## [Problem description]
Starting at the line that contains "This PR bumps", return every line through the end of the entries below, exactly and with nothing else.

** Opening Provided records block **

PR #1348, opened 2023-12-12
chore(nvd): add more retries

RTann:
This PR bumps the number of retries from 3 to 5, and it also retries upon JSON decode error.


dcaravel (approved):
LGTM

** Closing Provided records block **

## [Exercise output]
This PR bumps the number of retries from 3 to 5, and it also retries upon JSON decode error.


dcaravel (approved):
LGTM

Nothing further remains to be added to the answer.